The differential equation
$\frac{1}{u(r)}u^\prime(r)(u^2(r)-1)=\frac{2}{r}-\frac{2}{r^2}$
has four classes of solutions, as illustrated in this figure:
- $u'=0$, $u''<0$ at $r=1$
- $u=1$, $u'=+1$ at $r=1$
- $u=1$, $u'=-1$ at $r=1$
- $u'=0$, $u''>0$ at $r=1$
The slope for the case $u(1)=1$ can be gotten from $\lim_{h \to 0}u'(1+h)$:
$ u'(1+h)=\frac{u(1+h)}{u(1+h)^2-1}\left(\frac{2}{1+h}-\frac{2}{(1+h)^2}\right) $
and using the binomial approximation $(1+h)^\alpha \approx 1+\alpha h$ for small $h$, and the expansion $u(1+h)=u(1)+h u'(1) + O(h^2)$:
$ u'(1+h)=\frac{1+h u'(1)}{u'(1)} $
Taking the limit $h \to 0$ gives
$u'(1) = \pm 1$
As shown in the figure, however, I am able to numerically solve the equation for cases 1 (blue and magenta curves) and 4 (green and yellow curves).
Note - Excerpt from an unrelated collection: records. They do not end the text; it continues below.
PR #304, opened 2026-08-22
feat: return empty relationships for new entities

### LINKED ISSUE #131: Return nulls instead of throwing an error when attempting to access a relationship on an unloaded entity
Quick's behavior is to throw a hard error when attempting to access a relational property on an unloaded entity. 

It  is often common to perform post-fill checks on properties to set them to their defaults. For example:

```
user.new( rc );
if( isNull( user.getCreatedBy() ) ){  // will throw a hard error
   user.setCreatedBy( getCurrentUser() );
}
```

Suggestion would be to add a module setting or change the default behavior to simply return null when the relationship is requested and it has not been associated.

This also promotes better ease of handling entity CRUD interception points, by not requiring knowledge of the filled values.

### LINKED ISSUE #148: Improve `retrieveRelationship`
+ [ ] Relationships that don't exist should throw instead of returning `null`.
+ [ ] Return relationship's default value when missing from `retrieveRelationship`.
+ [ ] Allow passing a default value?

### LINKED ISSUE #177: Idea/Improvement: Return Null When Requesting Relationship Data from Non Loaded Entities
Related to [this post](https://community.ortussolutions.com/t/quick-4-2-4-this-instance-is-not-loaded-so-it-cannot-access-the-relationship/9216) on the Ortus community forums.

It would be great if, when requesting relationship data from a non-loaded (new) entity, Quick would return null (or an empty array where appropriate) just like if you performed the same operation from a loaded entity. This behavior should be more intuitive and also better follows the null object pattern.

Here's a simple example of how one might use this new change in Quick:
```
// Post.cfc
component 
    extends="quick.models.BaseEntity" 
    accessors="true" 
{

    // Post belongs to an Author
    function author() {
        return belongsTo( "User" );
    }

}

// Posts.cfc Handler
function index( event, rc, prc ) {
	
	// Get an existing entity, or return a new one if not found
	prc.post = getInstance( "Post" )
		.firstOrCreate( rc.id );

	// return the memento with the author (it will either be null or populated)
	return prc.post.getMemento( "author" );

}
```

elpete:
Closes #177
Closes #148
Closes #131

### #177 / #131 — empty relationship values for new entities

**Recommendation: 9/10.** New entities should expose a relationship type's normal empty value instead of forcing loaded-state branching in forms, post-fill defaults, interceptors, and mementos. This should be the default rather than an opt-in setting so a relationship getter has the same value shape on new and loaded entities.

### #148 — improve `retrieveRelationship()`

**Recommendation: 9/10.** The explicit relationship-cache API should validate names and provide predictable defaults.

Reasons in favor:

- to-one relationships consistently return `null` or a configured default entity;
- to-many relationships consistently return an empty array;
- callers can seed an explicit default without using internal state;
- invalid names fail close to the call site with a useful exception;
- no meaningless SQL is issued;
- post-fill code can inspect a new entity's relationships without knowing which values were supplied.

Tradeoffs:

- retrieving an unloaded relationship through `retrieveRelationship()` now marks its default value loaded, so callers choosing this low-level cache API are intentionally suppressing a later lazy-load query;
- relationship definitions are resolved to validate them, so errors inside a real relationship method continue to propagate rather than being mislabeled as a missing relationship;
- direct relationship-builder calls on new entities still throw because querying or mutating from an unpersisted parent remains invalid.

## Reproduction

Public API tests reproduced the prior behavior:

- getters on new entities threw `QuickEntityNotLoaded`, including the #131 post-fill pattern;
- `retrieveRelationship("posts")` returned null instead of an empty collection;
- an explicit default argument was ignored;
- an unknown relationship returned null instead of throwing.

Before the #148 implementation, its focused bundle reported 9 passed, 1 failure, and 2 errors.

## Implementation

- Initialize new-entity getters through each relationship's existing `initRelation()` behavior.
- Add a base null initializer for to-one relationships, including polymorphic belongs-to.
- Validate relationship names in `retrieveRelationship()`.
- Return and cache the relationship type default without querying when no value is loaded.
- Accept an optional caller-provided default value and cache it.
- Preserve configured `withDefault()` entities and empty arrays for collection relationships.
- Keep loaded cached retrieval on the fast path without rebuilding relationship objects.

## Validation

- Focused relationship/default/polymorphic suites: 16 passed, 0 failed, 0 errors.
- Full suite: 500 passed, 0 failed, 0 errors, 3 skipped.
- `box run-script format`
- `git diff --check`
- Dependency baseline: `qb 14.0.0-beta.3` (`qb@be`).

### DIFF
--- a/models/BaseEntity.cfc
+++ b/models/BaseEntity.cfc
@@ -1919,10 +1919,7 @@ component accessors="true" {
 	 * @return  quick.models.Relationships.BaseRelationship
 	 */
 	private any function resolveRelationship( required string name ) {
-		var relationshipName = arguments.name;
-		var relationship     = ignoreLoadedGuard( function() {
-			return invoke( this, relationshipName );
-		} );
+		var relationship = invokeRelationshipIgnoringLoadedGuard( arguments.name );
 		if ( !isObject( relationship ) || !structKeyExists( relationship, "relationshipClass" ) ) {
 			throwRelationshipNotFound( arguments.name );
 		}
@@ -2995,14 +2992,10 @@ component accessors="true" {
 		}
 
 		if ( !isRelationshipLoaded( relationshipName ) && !isLoaded() ) {
-			var relationshipArguments = arguments.missingMethodArguments;
-			var unloadedRelationship  = ignoreLoadedGuard( function() {
-				return invoke(
-					this,
-					relationshipName,
-					relationshipArguments
-				);
-			} );
+			var unloadedRelationship = invokeRelationshipIgnoringLoadedGuard(
+				relationshipName,
+				arguments.missingMethodArguments
+			);
 			unloadedRelationship.setRelationMethodName( relationshipName );
 			unloadedRelationship.initRelation( [ this ], relationshipName );
 			return retrieveRelationship( relationshipName );
@@ -3024,6 +3017,25 @@ component accessors="true" {
 		}
 
 		return retrieveRelationship( relationshipName );
+	}
+
+	/**
+	 * Invokes a relationship definition without applying loaded-entity guards.
+	 */
+	private any function invokeRelationshipIgnoringLoadedGuard(
+		required string relationshipName,
+		struct invokeArguments = {}
+	) {
+		variables._ignoreNotLoadedGuard = true;
+		try {
+			return invoke(
+				this,
+				arguments.relationshipName,
+				arguments.invokeArguments
+			);
+		} finally {
+			variables._ignoreNotLoadedGuard = false;
+		}
 	}
 
 	/**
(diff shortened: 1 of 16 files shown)


elpete:
Issue #131 is the earlier version of #177 and is covered by this implementation’s default behavior. The public regression calls to-one and to-many getters on brand-new entities, verifies null/empty-array results, and verifies no SQL runs. I added `Closes #131` and the post-fill use case to the PR review.

elpete:
## Additional issue reviews: #148 and #131

Addresses #148. **Fit score: 8/10.** `retrieveRelationship()` should distinguish missing relationship definitions from unloaded relationship values and honor defaults. This branch adds those semantics and public relationship-loading tests.

Addresses #131. **Fit score: 7/10.** Returning the relationship default for a new entity makes fill/default workflows practical, but globally returning null can hide misspelled relationship names. This implementation keeps helpful errors for nonexistent relationships while returning the defined empty/default value for valid unloaded relationships.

The numerical solver fails for the case u(1)=1, where the derivative is, naively, $0/0$.
Is there an analytical solution to this differential equation that allows me to plot solutions of class 2 and 3? Or can the equation be recast to permit a numerical solution in this case?